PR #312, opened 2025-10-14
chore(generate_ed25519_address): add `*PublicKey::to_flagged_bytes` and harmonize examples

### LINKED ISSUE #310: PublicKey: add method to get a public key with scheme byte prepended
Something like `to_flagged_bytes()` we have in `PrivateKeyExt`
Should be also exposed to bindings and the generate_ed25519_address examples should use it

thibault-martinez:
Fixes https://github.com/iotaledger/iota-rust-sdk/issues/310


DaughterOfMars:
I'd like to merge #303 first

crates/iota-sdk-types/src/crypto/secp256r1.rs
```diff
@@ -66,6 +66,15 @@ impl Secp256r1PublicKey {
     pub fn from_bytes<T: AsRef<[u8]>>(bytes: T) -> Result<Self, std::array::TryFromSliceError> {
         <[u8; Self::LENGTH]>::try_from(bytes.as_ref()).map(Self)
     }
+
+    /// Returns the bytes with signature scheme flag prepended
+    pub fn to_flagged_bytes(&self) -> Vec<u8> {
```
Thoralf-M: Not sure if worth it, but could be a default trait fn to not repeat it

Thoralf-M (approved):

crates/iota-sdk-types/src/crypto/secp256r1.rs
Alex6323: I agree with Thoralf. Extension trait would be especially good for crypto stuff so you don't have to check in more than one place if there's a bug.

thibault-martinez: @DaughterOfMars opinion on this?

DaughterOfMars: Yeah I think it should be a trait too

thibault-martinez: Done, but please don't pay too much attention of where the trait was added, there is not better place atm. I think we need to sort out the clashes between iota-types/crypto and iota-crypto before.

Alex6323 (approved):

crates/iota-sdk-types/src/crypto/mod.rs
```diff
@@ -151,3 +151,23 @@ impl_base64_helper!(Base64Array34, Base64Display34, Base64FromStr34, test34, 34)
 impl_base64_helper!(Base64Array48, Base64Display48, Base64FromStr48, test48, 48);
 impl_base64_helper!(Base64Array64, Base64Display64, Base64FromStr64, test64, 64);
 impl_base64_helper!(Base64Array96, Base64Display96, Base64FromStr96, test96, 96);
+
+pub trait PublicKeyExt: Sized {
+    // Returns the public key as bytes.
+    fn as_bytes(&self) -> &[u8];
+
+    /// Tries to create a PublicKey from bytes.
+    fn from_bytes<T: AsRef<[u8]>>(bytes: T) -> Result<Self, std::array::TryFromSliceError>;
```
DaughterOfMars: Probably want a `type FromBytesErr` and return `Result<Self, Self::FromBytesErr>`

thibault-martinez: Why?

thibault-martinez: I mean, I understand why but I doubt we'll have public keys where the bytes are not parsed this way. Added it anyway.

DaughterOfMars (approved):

TASK OBJECTIVE =>
Every line above should be written out again, unchanged.

ANSWER FOR THE TASK =>
PR #312, opened 2025-10-14
chore(generate_ed25519_address): add `*PublicKey::to_flagged_bytes` and harmonize examples

### LINKED ISSUE #310: PublicKey: add method to get a public key with scheme byte prepended
Something like `to_flagged_bytes()` we have in `PrivateKeyExt`
Should be also exposed to bindings and the generate_ed25519_address examples should use it

thibault-martinez:
Fixes https://github.com/iotaledger/iota-rust-sdk/issues/310


DaughterOfMars:
I'd like to merge #303 first

crates/iota-sdk-types/src/crypto/secp256r1.rs
```diff
@@ -66,6 +66,15 @@ impl Secp256r1PublicKey {
     pub fn from_bytes<T: AsRef<[u8]>>(bytes: T) -> Result<Self, std::array::TryFromSliceError> {
         <[u8; Self::LENGTH]>::try_from(bytes.as_ref()).map(Self)
     }
+
+    /// Returns the bytes with signature scheme flag prepended
+    pub fn to_flagged_bytes(&self) -> Vec<u8> {
```
Thoralf-M: Not sure if worth it, but could be a default trait fn to not repeat it

Thoralf-M (approved):

crates/iota-sdk-types/src/crypto/secp256r1.rs
Alex6323: I agree with Thoralf. Extension trait would be especially good for crypto stuff so you don't have to check in more than one place if there's a bug.

thibault-martinez: @DaughterOfMars opinion on this?

DaughterOfMars: Yeah I think it should be a trait too

thibault-martinez: Done, but please don't pay too much attention of where the trait was added, there is not better place atm. I think we need to sort out the clashes between iota-types/crypto and iota-crypto before.

Alex6323 (approved):

crates/iota-sdk-types/src/crypto/mod.rs
```diff
@@ -151,3 +151,23 @@ impl_base64_helper!(Base64Array34, Base64Display34, Base64FromStr34, test34, 34)
 impl_base64_helper!(Base64Array48, Base64Display48, Base64FromStr48, test48, 48);
 impl_base64_helper!(Base64Array64, Base64Display64, Base64FromStr64, test64, 64);
 impl_base64_helper!(Base64Array96, Base64Display96, Base64FromStr96, test96, 96);
+
+pub trait PublicKeyExt: Sized {
+    // Returns the public key as bytes.
+    fn as_bytes(&self) -> &[u8];
+
+    /// Tries to create a PublicKey from bytes.
+    fn from_bytes<T: AsRef<[u8]>>(bytes: T) -> Result<Self, std::array::TryFromSliceError>;
```
DaughterOfMars: Probably want a `type FromBytesErr` and return `Result<Self, Self::FromBytesErr>`

thibault-martinez: Why?

thibault-martinez: I mean, I understand why but I doubt we'll have public keys where the bytes are not parsed this way. Added it anyway.

DaughterOfMars (approved):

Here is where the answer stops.